Energy can be described in many contexts, such as the energy required to move something - be it translational or rotational - being kinetic energy, temperature/heat, electricity, light, etc. However, many energies learned of at a young age are simply multiple forms of a single energy. That is, heat and movement are the same thing, the former being movement on a micro scale, the latter being on a macro scale. Similarly, electricity is, to my understanding, due to the movement of electrons, and light is the movement of photons.
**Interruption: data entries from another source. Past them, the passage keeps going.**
PR #4526, opened 2023-06-08
Added iOS Hand Landmarker Implementation

priankakariatyml:
1. Added iOS Hand landmarker implementation

### DIFF
--- a/mediapipe/tasks/ios/vision/hand_landmarker/sources/MPPHandLandmarker.mm
+++ b/mediapipe/tasks/ios/vision/hand_landmarker/sources/MPPHandLandmarker.mm
@@ -262,27 +262,27 @@ static NSString *const kTaskName = @"handLandmarker";
 }
 
 + (NSArray<MPPConnection *> *)handPalmConnections {
-  return kHandPalmConnections;
+  return MPPHandPalmConnections;
 }
 
 + (NSArray<MPPConnection *> *)handIndexFingerConnections {
-  return kHandIndexFingerConnections;
+  return MPPHandIndexFingerConnections;
 }
 
 + (NSArray<MPPConnection *> *)handMiddleFingerConnections {
-  return kHandMiddleFingerConnections;
+  return MPPHandMiddleFingerConnections;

As an aside, primarily to add details I've yet to properly organize, there are a number of thoughts I've considered. For one, we consider energy as measured in Joules. The formula for kinetic energy ($K = 1/2mv^2$) is mathematically the integral of momentum with respect to velocity ($p = mv$). This implies to me that energy is directly related to momentum, which relates mass to motion. However, light is considered to be massless, yet has energy. Specifically, I read somewhere in my searches on the topic that light, though massless, will add to the effective mass of a container. But my considerations would be that either 1) light does have mass, but simply the smallest possible mass, or 2) light is not adding to effective mass, but rather "applying force". My searches have indicated that light does transfer momentum, but to my basic knowledge momentum measures mass and speed, which would imply that the former (light having mass) would need to be true. Perhaps the energy of light is proportional to its frequency, given gamma rays are, to my knowledge, more energetic than radio waves, and the electrons of a chemical give off different colored photons based on the degree of energy state changed. On a separate note, I've found mention that the curvature of spacetime due to matter will cause objects to accrue motion, as even if the object technically isn't moving, the spacetime is.
All this to say, it would seem reasonable to me to say that all energy is simply some form of motion, be it the motion of an elementary particle, or motion of atoms on a micro scale, or motion of objects on a macro scale. However, it seems possible that there are nuances I'm not considering or otherwise am unaware of that would indicate that energy is its own factor separate from mass and spacetime rather than a combination of the two.
Simply, is energy equivalent to the motion of matter and subsequent transference of that motion, or is that not the case, and if so why?